Huge red flag. Its an indicator that she's taking it underground and that she has reconnected with the OM or there is a new OM. Don't confront her about it yet, she will just deny and blameshift, trying to make it an issue of invading her privacy. Do not accept this. Install a keylogger like spectorpro or web watcher, and get her password that way.


----------



## iheartlife (Apr 4, 2012)

Yep. :iagree: You brought it up to her gently and she KNOWS very well why you did. Her EA is way too recent to just let this slide. Don't be like me, out of ignorance I NEVER once double-checked--huge mistake.

Don't mention it any more, you don't want her to go to even greater efforts to hide whatever it is that she's hiding.


----------



## warlock07 (Oct 28, 2011)

keylogger. Don't tell her anything. She might have deleted her past conversations already.


----------



## Pit-of-my-stomach (Nov 2, 2010)

discouraged1 said:


> should I do anything?


Of course you should. If you don't it will eat you alive. As everyone else said, I would not mention it or ask for her reassurance. Her reassurance is worthless now... 

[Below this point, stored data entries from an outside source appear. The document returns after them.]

PR #448, opened 2022-07-04
390 limit the idea card title

### LINKED ISSUE #390: limit the idea card title
set a input limit for the idea title when creating an idea, so that its always gets displayed in a nice way on the idea cards

LetsPoke:
closes #390

### DIFF
--- a/hms-app/src/components/input-forms/IdeaForm.tsx
+++ b/hms-app/src/components/input-forms/IdeaForm.tsx
@@ -52,6 +52,7 @@ function IdeaForm(props: IProps) {
     goal: '',
     creationDate: new Date(),
   })
+  const allowedIdeaTitleLength = 100
 
   const setIdea = () => {
     if (idea) {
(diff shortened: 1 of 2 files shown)


hms-app/src/components/input-forms/IdeaForm.tsx
```diff
@@ -52,6 +52,7 @@ function IdeaForm(props: IProps) {
     goal: '',
     creationDate: new Date(),
   })
+  const allowedIdeaTitleLength = 100
```
verzano, line 55: it would be best to define this in a single place so that it is hard to make the mistake of having two values.  Maybe somewhere close to the Idea interface since it is tied to that.

verzano: also maybe 128 :P nice power of 2

hms-app/src/components/input-forms/IdeaForm.tsx
```diff
@@ -202,6 +206,11 @@ function IdeaForm(props: IProps) {
               <Textarea
                 label="Title"
                 required
+                error={
+                  ideaText.title.length > allowedIdeaTitleLength
+                    ? 'max 100 words'
```
verzano, line 211: the max is 100 chars not words :P and instead of "100" use a reference to the max length value

LetsPoke: updated

verzano (approved):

She earned this wary eye from you. 

_Fool me once, shame on you. Fool me twice, shame on me._


----------



## sigma1299 (May 26, 2011)

Yes huge gigantic red warning lights - no doubt. Two ways to go - as warlock suggest, look for evidence before confronting. Or, when you confront her demand that she give you her password right then. If you do not already know what you'll find when you log in, then she can have no opportunity to sanitize her page after she gives you that password. If she won't give it to you right there - you have your answer regardless of how much gas lighting and blame shifting she throws at you.

Here's the bottom line. It's possible she has an innocent reason for changing her password and she simply forgot to tell you - unlikely but possible. If that's the case when you ask her for it she should have no trouble simply giving it to you. I would ask her nicely and without accusation. However, if she even blinks before giving it to you I'd say simply, "give it to me right now or go pack." No drama, no emotion - action/reaction only - that will help deflect the gas lighting/blame shifting if there really is a problem. 

As someone who had an EA via facebook myself I can tell you I'm hypersensitive to anything related to facebook and how my wife will perceive it.


----------



## StrangerThanFiction (Jul 19, 2011)

Similar situation as you discouraged. I think the way you’re handling this situation is quite passive. You are hoping that she will tell you the new password, you mentioned it once in conversation, and you dropped another passive hint by changing your own password. It’s been a month??

Option 1 is just to talk to her right away, tell her you noticed she changed the p/w, ask her why she changed it, considering your past circumstances, and see what she says. Does she have a valid reason (I can’t think of one unless her account was hacked….) or does she blow smoke at you. Ask her if she will log into FB for you to show you that she hasn’t been messaging him again and that you’re concerned. She may balk, or delete emails before you get a chance to see them. But at least it will force the issue to center stage. Also, this would be a solid break from the passive approach. The risk is that it may make her even more secretive. 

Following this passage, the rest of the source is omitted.